Stored data entries:
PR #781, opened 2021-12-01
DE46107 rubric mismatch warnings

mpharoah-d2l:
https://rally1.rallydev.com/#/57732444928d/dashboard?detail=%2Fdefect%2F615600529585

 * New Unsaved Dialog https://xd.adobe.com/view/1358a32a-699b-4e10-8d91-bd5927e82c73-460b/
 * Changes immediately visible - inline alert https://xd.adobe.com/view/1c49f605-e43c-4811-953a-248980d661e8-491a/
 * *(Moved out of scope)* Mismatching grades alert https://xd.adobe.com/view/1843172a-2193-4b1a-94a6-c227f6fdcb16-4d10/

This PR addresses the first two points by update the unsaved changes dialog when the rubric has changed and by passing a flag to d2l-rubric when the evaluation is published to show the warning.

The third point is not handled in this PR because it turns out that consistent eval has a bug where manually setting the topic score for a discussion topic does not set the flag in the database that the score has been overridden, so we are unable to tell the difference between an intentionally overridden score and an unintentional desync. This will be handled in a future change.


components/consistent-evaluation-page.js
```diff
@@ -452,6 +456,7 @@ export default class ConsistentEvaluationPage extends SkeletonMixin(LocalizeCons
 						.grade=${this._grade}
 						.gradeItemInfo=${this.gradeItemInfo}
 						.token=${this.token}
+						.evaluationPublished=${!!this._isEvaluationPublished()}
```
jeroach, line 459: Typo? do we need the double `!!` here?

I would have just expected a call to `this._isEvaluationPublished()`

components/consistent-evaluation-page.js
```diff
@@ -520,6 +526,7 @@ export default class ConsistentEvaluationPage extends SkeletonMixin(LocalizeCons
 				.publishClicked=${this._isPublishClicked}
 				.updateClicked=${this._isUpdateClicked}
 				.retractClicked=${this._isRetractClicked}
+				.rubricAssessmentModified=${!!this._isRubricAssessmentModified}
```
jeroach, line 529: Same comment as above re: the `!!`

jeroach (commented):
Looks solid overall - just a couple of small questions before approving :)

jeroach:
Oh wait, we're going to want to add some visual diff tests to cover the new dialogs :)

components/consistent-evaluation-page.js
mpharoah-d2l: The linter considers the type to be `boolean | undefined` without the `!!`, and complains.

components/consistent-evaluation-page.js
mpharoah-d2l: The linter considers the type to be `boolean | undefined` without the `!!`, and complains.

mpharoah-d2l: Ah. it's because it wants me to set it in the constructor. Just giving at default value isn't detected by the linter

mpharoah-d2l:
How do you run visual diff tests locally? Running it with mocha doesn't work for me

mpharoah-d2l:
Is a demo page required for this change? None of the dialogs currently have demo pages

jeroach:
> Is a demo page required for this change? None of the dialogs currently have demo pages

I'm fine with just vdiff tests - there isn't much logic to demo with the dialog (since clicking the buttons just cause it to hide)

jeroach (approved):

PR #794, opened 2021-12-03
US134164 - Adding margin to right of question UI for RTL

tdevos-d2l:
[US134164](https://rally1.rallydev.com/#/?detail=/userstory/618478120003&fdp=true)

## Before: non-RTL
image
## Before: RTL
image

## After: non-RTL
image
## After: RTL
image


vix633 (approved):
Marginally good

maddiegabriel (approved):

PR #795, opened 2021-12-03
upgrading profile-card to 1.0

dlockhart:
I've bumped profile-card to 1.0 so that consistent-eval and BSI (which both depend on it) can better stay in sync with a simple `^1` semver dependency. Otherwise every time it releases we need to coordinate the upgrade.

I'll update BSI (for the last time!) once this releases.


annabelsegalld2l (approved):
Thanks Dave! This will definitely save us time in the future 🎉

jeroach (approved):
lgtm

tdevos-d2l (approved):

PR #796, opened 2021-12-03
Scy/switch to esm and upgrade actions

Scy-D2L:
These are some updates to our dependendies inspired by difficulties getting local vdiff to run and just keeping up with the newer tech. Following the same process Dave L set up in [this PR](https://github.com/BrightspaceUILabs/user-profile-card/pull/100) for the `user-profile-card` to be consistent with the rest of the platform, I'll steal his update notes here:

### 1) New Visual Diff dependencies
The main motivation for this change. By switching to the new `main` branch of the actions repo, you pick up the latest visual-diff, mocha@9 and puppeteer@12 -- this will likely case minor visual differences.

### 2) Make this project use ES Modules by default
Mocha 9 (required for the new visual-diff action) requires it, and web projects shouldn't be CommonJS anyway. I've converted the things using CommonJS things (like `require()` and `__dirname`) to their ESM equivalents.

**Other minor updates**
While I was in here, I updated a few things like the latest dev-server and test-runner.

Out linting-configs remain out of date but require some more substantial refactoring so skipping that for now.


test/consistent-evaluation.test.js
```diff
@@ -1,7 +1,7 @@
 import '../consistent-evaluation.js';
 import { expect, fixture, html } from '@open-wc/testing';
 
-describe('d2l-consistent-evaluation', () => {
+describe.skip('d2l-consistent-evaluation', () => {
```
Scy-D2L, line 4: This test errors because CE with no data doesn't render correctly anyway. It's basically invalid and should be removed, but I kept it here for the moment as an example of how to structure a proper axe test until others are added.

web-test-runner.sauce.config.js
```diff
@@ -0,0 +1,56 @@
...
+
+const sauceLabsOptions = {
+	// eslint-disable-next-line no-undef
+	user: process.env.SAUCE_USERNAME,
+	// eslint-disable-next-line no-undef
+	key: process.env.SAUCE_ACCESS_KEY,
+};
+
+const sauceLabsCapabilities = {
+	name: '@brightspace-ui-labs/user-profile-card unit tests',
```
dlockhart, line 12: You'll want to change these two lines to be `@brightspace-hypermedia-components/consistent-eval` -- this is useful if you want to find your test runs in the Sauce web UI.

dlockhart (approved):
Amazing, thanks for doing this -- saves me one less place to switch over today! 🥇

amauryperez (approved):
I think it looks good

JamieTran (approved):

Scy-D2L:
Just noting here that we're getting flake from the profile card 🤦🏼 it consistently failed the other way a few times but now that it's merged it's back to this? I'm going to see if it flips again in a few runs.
* * *
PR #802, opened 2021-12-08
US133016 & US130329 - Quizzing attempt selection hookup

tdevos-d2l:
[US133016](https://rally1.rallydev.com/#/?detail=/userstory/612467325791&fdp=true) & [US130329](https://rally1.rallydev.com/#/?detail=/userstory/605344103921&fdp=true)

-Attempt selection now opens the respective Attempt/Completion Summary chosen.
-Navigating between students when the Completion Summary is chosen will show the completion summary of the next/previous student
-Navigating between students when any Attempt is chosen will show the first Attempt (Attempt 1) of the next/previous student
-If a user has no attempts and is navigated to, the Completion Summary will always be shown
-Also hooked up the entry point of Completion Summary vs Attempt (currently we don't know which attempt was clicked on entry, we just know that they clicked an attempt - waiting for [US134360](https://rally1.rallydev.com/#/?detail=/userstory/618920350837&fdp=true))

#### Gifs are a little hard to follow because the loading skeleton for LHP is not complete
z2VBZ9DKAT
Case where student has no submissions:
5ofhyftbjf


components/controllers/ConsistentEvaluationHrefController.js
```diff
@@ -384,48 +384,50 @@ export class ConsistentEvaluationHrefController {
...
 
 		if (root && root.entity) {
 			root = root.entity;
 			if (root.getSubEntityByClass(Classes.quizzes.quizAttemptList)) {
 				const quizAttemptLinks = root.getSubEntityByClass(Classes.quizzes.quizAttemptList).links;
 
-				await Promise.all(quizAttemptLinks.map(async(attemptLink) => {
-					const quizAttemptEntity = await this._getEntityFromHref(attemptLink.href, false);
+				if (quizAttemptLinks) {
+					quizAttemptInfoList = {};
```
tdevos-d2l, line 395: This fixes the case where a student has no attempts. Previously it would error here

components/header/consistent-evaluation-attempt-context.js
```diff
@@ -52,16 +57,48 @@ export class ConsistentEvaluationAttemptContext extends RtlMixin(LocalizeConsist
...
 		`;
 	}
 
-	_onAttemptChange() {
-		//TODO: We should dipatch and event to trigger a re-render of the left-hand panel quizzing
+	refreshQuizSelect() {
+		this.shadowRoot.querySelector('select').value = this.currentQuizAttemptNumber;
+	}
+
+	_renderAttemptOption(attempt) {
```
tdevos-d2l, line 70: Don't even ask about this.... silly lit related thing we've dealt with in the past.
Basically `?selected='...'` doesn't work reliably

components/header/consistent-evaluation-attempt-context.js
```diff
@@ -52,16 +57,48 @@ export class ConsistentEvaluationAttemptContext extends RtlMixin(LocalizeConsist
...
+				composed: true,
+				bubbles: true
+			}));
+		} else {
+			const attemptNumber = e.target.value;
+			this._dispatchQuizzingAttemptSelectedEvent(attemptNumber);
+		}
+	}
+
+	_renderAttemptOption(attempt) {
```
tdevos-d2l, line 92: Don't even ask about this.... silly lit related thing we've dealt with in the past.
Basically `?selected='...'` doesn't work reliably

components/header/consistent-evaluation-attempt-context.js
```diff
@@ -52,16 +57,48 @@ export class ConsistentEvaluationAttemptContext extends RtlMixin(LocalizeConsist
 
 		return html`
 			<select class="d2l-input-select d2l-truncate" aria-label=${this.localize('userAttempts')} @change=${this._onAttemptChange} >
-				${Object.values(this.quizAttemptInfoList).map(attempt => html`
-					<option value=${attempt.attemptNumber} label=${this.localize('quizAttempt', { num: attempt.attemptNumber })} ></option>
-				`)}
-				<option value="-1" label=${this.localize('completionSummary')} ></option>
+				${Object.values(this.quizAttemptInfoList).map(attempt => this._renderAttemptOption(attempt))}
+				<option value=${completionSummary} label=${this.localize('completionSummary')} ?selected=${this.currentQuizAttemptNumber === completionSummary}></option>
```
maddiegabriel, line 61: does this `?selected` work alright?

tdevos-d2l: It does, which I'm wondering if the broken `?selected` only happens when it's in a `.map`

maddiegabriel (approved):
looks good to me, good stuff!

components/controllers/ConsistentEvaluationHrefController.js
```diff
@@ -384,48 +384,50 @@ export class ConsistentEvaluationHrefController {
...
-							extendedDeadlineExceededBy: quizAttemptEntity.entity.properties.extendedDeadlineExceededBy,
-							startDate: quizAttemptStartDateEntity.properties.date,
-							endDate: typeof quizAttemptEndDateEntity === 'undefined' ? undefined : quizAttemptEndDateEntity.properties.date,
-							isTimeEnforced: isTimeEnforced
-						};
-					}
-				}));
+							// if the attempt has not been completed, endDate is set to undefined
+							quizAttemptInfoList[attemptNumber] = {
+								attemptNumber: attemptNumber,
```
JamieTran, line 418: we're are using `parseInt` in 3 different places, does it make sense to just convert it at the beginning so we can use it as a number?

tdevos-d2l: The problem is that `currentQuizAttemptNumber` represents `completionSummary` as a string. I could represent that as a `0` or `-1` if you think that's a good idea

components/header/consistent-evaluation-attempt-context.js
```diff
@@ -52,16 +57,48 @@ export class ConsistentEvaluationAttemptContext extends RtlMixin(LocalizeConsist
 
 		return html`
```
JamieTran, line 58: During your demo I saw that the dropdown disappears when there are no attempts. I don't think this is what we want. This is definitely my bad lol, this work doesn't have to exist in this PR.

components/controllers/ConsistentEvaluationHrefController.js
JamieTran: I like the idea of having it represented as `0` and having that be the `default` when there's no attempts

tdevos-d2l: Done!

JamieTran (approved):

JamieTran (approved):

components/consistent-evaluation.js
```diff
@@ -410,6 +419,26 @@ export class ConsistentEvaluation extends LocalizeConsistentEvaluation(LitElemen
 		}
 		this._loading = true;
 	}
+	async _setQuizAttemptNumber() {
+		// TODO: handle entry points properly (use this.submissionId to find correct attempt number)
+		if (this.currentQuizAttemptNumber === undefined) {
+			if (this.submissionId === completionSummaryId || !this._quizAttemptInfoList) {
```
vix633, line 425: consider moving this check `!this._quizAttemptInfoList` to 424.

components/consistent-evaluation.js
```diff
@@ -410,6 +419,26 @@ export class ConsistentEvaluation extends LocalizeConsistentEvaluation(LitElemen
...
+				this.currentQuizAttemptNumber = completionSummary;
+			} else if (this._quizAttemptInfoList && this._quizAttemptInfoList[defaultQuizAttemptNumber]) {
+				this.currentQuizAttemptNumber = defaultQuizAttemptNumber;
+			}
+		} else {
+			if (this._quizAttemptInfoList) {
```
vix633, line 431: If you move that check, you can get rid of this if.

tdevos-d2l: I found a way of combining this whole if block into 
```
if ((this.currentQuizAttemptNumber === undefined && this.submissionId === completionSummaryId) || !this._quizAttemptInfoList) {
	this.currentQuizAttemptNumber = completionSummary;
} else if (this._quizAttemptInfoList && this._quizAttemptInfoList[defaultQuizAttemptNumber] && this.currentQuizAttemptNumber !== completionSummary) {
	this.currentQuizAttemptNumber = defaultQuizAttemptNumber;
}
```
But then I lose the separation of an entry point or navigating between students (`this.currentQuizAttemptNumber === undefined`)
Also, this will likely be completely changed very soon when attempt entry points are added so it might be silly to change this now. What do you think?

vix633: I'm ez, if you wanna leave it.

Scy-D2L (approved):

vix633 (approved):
* * *
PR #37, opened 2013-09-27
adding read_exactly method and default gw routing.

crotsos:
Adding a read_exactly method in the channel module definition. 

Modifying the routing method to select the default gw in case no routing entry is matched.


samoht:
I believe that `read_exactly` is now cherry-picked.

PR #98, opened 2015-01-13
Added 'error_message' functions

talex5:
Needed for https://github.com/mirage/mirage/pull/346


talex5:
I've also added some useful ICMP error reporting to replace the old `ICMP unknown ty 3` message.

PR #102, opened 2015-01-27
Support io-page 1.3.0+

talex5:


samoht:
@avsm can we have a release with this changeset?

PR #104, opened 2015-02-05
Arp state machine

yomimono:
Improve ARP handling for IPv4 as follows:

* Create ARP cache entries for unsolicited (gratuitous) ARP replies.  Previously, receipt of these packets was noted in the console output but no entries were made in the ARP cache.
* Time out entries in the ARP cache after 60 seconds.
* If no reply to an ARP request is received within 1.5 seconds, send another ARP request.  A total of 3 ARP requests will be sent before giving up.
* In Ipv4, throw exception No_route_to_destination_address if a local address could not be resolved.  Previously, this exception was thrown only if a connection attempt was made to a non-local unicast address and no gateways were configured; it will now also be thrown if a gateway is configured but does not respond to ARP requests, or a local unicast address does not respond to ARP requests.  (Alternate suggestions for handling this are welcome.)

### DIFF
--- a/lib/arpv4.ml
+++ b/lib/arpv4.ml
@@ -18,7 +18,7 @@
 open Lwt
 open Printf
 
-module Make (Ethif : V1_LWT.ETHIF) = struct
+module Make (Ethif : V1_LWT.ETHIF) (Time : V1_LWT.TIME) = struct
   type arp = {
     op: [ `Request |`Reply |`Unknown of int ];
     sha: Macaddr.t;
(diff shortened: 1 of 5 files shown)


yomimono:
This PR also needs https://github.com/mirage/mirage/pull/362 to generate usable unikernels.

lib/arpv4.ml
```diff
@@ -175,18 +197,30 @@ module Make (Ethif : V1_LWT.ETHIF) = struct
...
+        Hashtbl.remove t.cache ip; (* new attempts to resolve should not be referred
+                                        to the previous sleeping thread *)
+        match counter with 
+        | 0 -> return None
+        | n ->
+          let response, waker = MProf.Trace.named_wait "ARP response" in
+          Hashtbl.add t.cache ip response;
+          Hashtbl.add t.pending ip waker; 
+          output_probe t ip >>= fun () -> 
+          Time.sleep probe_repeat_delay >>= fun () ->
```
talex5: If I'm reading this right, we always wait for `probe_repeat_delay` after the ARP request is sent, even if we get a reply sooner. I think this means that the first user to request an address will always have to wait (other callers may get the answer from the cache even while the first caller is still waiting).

DIRECTIONS FOR THIS TASK: Could you repeat exactly the lines above from the line with "test/consistent-evaluation.test.js" up to and including the line with "Just noting here", and only those?

WRITTEN RESPONSE:
test/consistent-evaluation.test.js
```diff
@@ -1,7 +1,7 @@
 import '../consistent-evaluation.js';
 import { expect, fixture, html } from '@open-wc/testing';
 
-describe('d2l-consistent-evaluation', () => {
+describe.skip('d2l-consistent-evaluation', () => {
```
Scy-D2L, line 4: This test errors because CE with no data doesn't render correctly anyway. It's basically invalid and should be removed, but I kept it here for the moment as an example of how to structure a proper axe test until others are added.

web-test-runner.sauce.config.js
```diff
@@ -0,0 +1,56 @@
...
+
+const sauceLabsOptions = {
+	// eslint-disable-next-line no-undef
+	user: process.env.SAUCE_USERNAME,
+	// eslint-disable-next-line no-undef
+	key: process.env.SAUCE_ACCESS_KEY,
+};
+
+const sauceLabsCapabilities = {
+	name: '@brightspace-ui-labs/user-profile-card unit tests',
```
dlockhart, line 12: You'll want to change these two lines to be `@brightspace-hypermedia-components/consistent-eval` -- this is useful if you want to find your test runs in the Sauce web UI.

dlockhart (approved):
Amazing, thanks for doing this -- saves me one less place to switch over today! 🥇

amauryperez (approved):
I think it looks good

JamieTran (approved):

Scy-D2L:
Just noting here that we're getting flake from the profile card 🤦🏼 it consistently failed the other way a few times but now that it's merged it's back to this? I'm going to see if it flips again in a few runs.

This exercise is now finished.